Он слегка распрямился в кресле. Щеки его покраснели. Широкий рот рассекал лицо, словно рана.
— Нас ждет новая война, потому что миром правят одни мужчины! А точнее говоря, самцы! Не знаю, сумел ли я выразить свою мысль…
Он помахал рукой, будто подавая сигнал бедствия.
— Женщина, доктор, никогда в этом не участвует. Я хочу сказать… В отношении войны, политики, организации общества, революции бал правят мужчины! Так-то вот! Женщина — это, как правило, скотина для удовольствий, машина для производства ребятишек либо служанка с добрым сердцем! Секс, чрево или руки рабыни — все зависит от желания хозяина! Так-то вот! Я говорю, не было бы больше войн, если бы мужчины не оставались все время одни, сдвигая свои большие упрямые головы или сталкиваясь, словно звери на арене! Когда же они возвращаются к своим женщинам, то для того лишь, чтобы невзначай сделать им ребенка или ласкать их, будто уличных девок! Вы не потеряли нить моих рассуждений?
Откинувшись назад, он поднял палец, требуя внимания, и закрыл один глаз. Другим же, светлым и проницательным, пристально смотрел на Валерио.
— Не было бы больше войн, если бы мужчины любили женщин так, как они того заслуживают! Если бы между теми и другими существовал чистый союз, тот, что озаряет вас, вовлекает в общую жизнь вселенной и приближает вас, именно вас, к Богу! Греки это понимали! Вы согласны? А дети? Детей не выбрасывали бы на эту землю в результате какой-то постельной связи! Они бы не были ужасной случайностью, следствием скотского совокупления, а становились бы возвышенным, божественным творением, исполненным совершенства произведением, даром во славу Господа, светочем вечной жизни!
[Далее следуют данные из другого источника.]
Issue #993, opened 2025-08-10
PRP: Extractor for Terraform


lanced00m:
- **Software distribution method or binary type**: *.hcl and *.tf
- **Any critical, emergent vulnerability associated with software from the distribution method**: `None`,
- **Resources**: https://developer.hashicorp.com/terraform/language/files/dependency-lock#lock-file-location
I think we can use github.com/hashicorp/hcl/v2/hclparse to parse these files.

*.tf files have many use cases. I'm adding this new reference here so I don't forget to check these:

Hashicorp Terraform: 
https://developer.hashicorp.com/terraform/language/files/dependency-lock#lock-file-location

Hashicorp Nomad: 
https://developer.hashicorp.com/nomad/tutorials/get-started/gs-deploy-job#review-the-example-application

OpenTofu:
https://opentofu.org/docs/language/#example

terragrunt:
https://terragrunt.gruntwork.io/docs/getting-started/quick-start/

erikvarga:
Hi @lanced00m ,

Thanks for your patience while we process your existing PR for https://github.com/google/osv-scalibr/issues/995. In the meantime feel free to start work on this issue.

elektropionir2:
Hi OSV-SCALIBR PRP team — I am interested in working on this Terraform inventory extractor, but I do not want to start unapproved or duplicate work.

This accepted PRP has not had a PR linked here that I can find. If the original assignee is no longer actively working on it and the panel is open to reassignment/takeover, I can prepare a scoped implementation plan first and wait for explicit confirmation before coding.

PR #1444, opened 2025-10-12
Extractor for Terraform and Terraform lock files

lanced00m:
regarding https://github.com/google/osv-scalibr/issues/993 PRP.


binary/proto/scan_result_go_proto/scan_result.pb.go
```diff
@@ -15,8 +15,8 @@
 
 // Code generated by protoc-gen-go. DO NOT EDIT.
 // versions:
-// 	protoc-gen-go v1.36.8
-// 	protoc        v3.21.1
+// 	protoc-gen-go v1.36.7
```
erikvarga: No substantial changes to this file so pls revert

extractor/filesystem/misc/terraform/terraform.go
```diff
@@ -0,0 +1,173 @@
...
+			}
+		case "version":
+			if val, diags := attr.Expr.Value(nil); !diags.HasErrors() && val.Type() == cty.String {
+				version = val.AsString()
+			}
+		}
+	}
+
+	// Only extract modules with versions and non-local sources
+	if version == "" || source == "" || strings.HasPrefix(source, ".") || strings.HasPrefix(source, "/") {
```
erikvarga: Can local source paths use relative paths that don't start with a "."? Also, if this extractor is not Linux-specific, then do local paths start with "/" or "." on Windows as well, or would they start with a drive marker like C:\?

extractor/filesystem/misc/terraform/testdata/invalid.tf
```diff
@@ -0,0 +1,2 @@
+this is not valid terraform syntax {
+  invalid block
```
erikvarga: Make sure all files end with a newline (the ⛔ icon indicates this file doesn't - same for some other testdata files)

extractor/filesystem/misc/terraform/testdata/terraform-2.tf
```diff
@@ -0,0 +1,5 @@
+module "servers" {
+  source = "./app-cluster"
```
erikvarga, line 2: We should also add a local source example that starts with "/" such as /app-cluster

extractor/filesystem/misc/terraform/terraform_test.go
```diff
@@ -0,0 +1,181 @@
...
+			name:         "txt file",
+			path:         "readme.txt",
+			wantRequired: false,
+		},
+	}
+
+	for _, tt := range tests {
+		t.Run(tt.name, func(t *testing.T) {
+			var e filesystem.Extractor = terraform.Extractor{}
+			if got := e.FileRequired(simplefileapi.New(tt.path, fakefs.FakeFileInfo{
```
erikvarga: file info can be left nil since this test doesn't read it

extractor/filesystem/misc/terraform/terraform_test.go
```diff
@@ -0,0 +1,181 @@
...
+
+func TestExtract(t *testing.T) {
+	tests := []struct {
+		name            string
+		wantPackages    []*extractor.Package
+		inputConfigFile extracttest.ScanInputMockConfig
+	}{
+		{
+			name: "module with version",
+			inputConfigFile: extracttest.ScanInputMockConfig{
```
erikvarga: Since you always create a extracttest.ScanInputMockConfig for each test case you can just make inputConfigFile a string and create extracttest.ScanInputMockConfig{} once in the test body.

extractor/filesystem/misc/terraform/terraform_test.go
```diff
@@ -0,0 +1,181 @@
...
+			wantInv := inventory.Inventory{Packages: tt.wantPackages}
+			if diff := cmp.Diff(wantInv, got, cmpopts.SortSlices(extracttest.PackageCmpLess)); diff != "" {
+				t.Errorf("%s.Extract(%q) diff (-want +got):\n%s", extr.Name(), tt.inputConfigFile.Path, diff)
+			}
+		})
+	}
+}
+
+func TestExtractErrors(t *testing.T) {
+	tests := []struct {
```
erikvarga: Since there's only one case we don't need to do table-driven testing. Let's just init the extractor once, call Extract, and expect an error.

extractor/filesystem/misc/terraformlock/terraformlock_test.go
```diff
@@ -0,0 +1,155 @@
...
+			name:         "wrong filename",
+			path:         "testdata/terraform.lock.hcl",
+			wantRequired: false,
+		},
+	}
+
+	for _, tt := range tests {
+		t.Run(tt.name, func(t *testing.T) {
+			var e filesystem.Extractor = terraformlock.Extractor{}
+			if got := e.FileRequired(simplefileapi.New(tt.path, fakefs.FakeFileInfo{
```
erikvarga: fileinfo can be nil

extractor/filesystem/misc/terraformlock/terraformlock_test.go
```diff
@@ -0,0 +1,155 @@
...
+			wantInv := inventory.Inventory{Packages: tt.wantPackages}
+			if diff := cmp.Diff(wantInv, got, cmpopts.SortSlices(extracttest.PackageCmpLess)); diff != "" {
+				t.Errorf("%s.Extract(%q) diff (-want +got):\n%s", extr.Name(), tt.inputConfigFile.Path, diff)
+			}
+		})
+	}
+}
+
+func TestExtractErrors(t *testing.T) {
+	tests := []struct {
```
erikvarga: No need for the tests array or the loop here either

extractor/filesystem/misc/terraform/terraform_test.go
```diff
@@ -0,0 +1,162 @@
...
+			wantInv := inventory.Inventory{Packages: tt.wantPackages}
+			if diff := cmp.Diff(wantInv, got, cmpopts.SortSlices(extracttest.PackageCmpLess)); diff != "" {
+				t.Errorf("%s.Extract(%q) diff (-want +got):\n%s", extr.Name(), inputConfigFile.Path, diff)
+			}
+		})
+	}
+}
+
+func TestExtractErrors(t *testing.T) {
+	t.Run("invalid terraform file", func(t *testing.T) {
```
erikvarga: t.Run is only needed when doing table-driven testing so you can remove it for this test. Same for the error test in terraformlock_test.go

erikvarga:
Hi @lanced00m,

I just noticed while importing these changes that the new library dependency you're introducing (	github.com/hashicorp/hcl) uses the [Mozilla Public License](https://github.com/hashicorp/hcl/blob/main/LICENSE).

Unfortunately this is a restricted license and we can't use it in our scanner without taking on additional obligations.

Is there a way to replicate the HCL parsing functionality by using a different helper library or by implementing the relevant parsing logic in SCALIBR itself? If the format is similar to some other format like JSON or textproto then we can also consider using parsers for those instead.

extractor/filesystem/misc/terraform/terraform.go
```diff
@@ -0,0 +1,177 @@
...
+const (
+	// Name is the unique name of this extractor.
+	Name = "misc/terraform"
+)
+
+// Extractor extracts Terraform modules and providers.
+type Extractor struct{}
+
+// New returns a new instance of the extractor.
+func New() filesystem.Extractor { return &Extractor{} }
```
erikvarga: Note the plugger failure: These new plugins should be egistered in extractor/filesystem/list/list.go

lanced00m:
@erikvarga Ahh, sorry i didn't know anything about licenses before this!

There are multiple alternatives:
1. with go-tree-sitter https://github.com/smacker/go-tree-sitter/tree/master/hcl
2. with this repo https://github.com/jumppad-labs/hclconfig, but i see the github.com/hashicorp/hcl inside the go.mod still
3. https://github.com/alecthomas/hcl 
4. https://github.com/jumppad-labs/hclconfig

i prefer the first option.

erikvarga:
Let's go with with go-tree-sitter https://github.com/smacker/go-tree-sitter/tree/master/hcl - that one has a compatible license and is already imported into our internal codebase so I'll be able to merge the PR without a going through the dependency import process.

extractor/filesystem/misc/internal/hclparse/hclparse.go
erikvarga, line 1: Can we add unit tests for this module? To some degree it's already being indirectly tested in terraformlock_test.go but since it's a separate library it'd be good to have unit tests for the public functions.

extractor/filesystem/misc/terraform/terraform.go
```diff
@@ -0,0 +1,250 @@
...
+	return filepath.Ext(api.Path()) == ".tf"
+}
+
+// Extract extracts packages from Terraform configuration files.
+//
+// It extracts:
+// - Modules with versions from module blocks
+// - Providers with versions from terraform.required_providers blocks
+func (e Extractor) Extract(ctx context.Context, input *filesystem.ScanInput) (inventory.Inventory, error) {
+	content, err := io.ReadAll(input.Reader)
```
erikvarga, line 92: If we need to read the file into memory then we should restrict the maximum size of files we accept - we can do that with a plugin config (with a default value if it's not specified) - e.g. see https://github.com/google/osv-scalibr/blob/c928c2a082c0adca0e5d3e38d142e0c72f18ca32/extractor/filesystem/os/dpkg/dpkg.go#L65 and the corresponding config field in binary/proto/config.proto

erikvarga:
One more comment (and apologies for asking about switching up tree-sitter dep again but we only noticed the issue now): It looks like osv-scanner has some issues relying on CGO deps: https://github.com/google/osv-scanner/issues/2553

It seems like someone recently created a pure Go tree-sitter lib: https://github.com/odvcencio/gotreesitter
Would it be possible to use that for this extractor instead of smacker/go-tree-sitter?

lanced00m:
@erikvarga, sorry for the delay. This PR is ready for your review now.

Он умолк и вытер красные губы. Валерио с удивлением слушал его. Этот бред был своего рода предостережением. Он доходил до самого сердца, заставляя его чаще биться. Лицо Казеллы отражало теперь бушевавшую в его душе бурю. В глазах вспыхивали молнии и какая-то затаенная боль.
— Я не… знаю… сумел ли правильно выразить свою мысль, — пробормотал он, глядя на доктора с истинной тревогой.
— Ну конечно, — буркнул в ответ Валерио.
И будто воодушевленный его словами, Казелла заговорил снова, но на этот раз с меньшим пылом, словно какая-то пружина в нем растянулась и ослабла.
— Вряд ли я открою вам что-то новое, доктор, но женщина дарует любовь, жизнь! Она воплощает в себе и любовь и жизнь! Нам надо обожать ее! Так-то вот. А не обращаться с ней, как мы это делаем. Она ближе к Господу Богу, чем мы! Вспомните о греках! Любовь для них была священна! Вспомните «Пир» Платона, слова Диотимии
[25]! Так о чем это я говорил? Ах, да, женщина — это одновременно и Афродита, и Мария! Так-то вот! Жизнь и спасение! Плодоношение и искупление! Но мужчины предаются своим безумствам! Это они решают начать войну! И сегодня ничто не в силах их остановить: они тысячами убивают женщин, тысячами убивают детей! Они добавляют столько ужасных несчастий к этой жалкой земной жизни. Как будто и без того смерть не ждет нас в конце! До чего же все это омерзительно! Возмутительно. Ну что еще?Он умолк, бросив вокруг растерянный взгляд.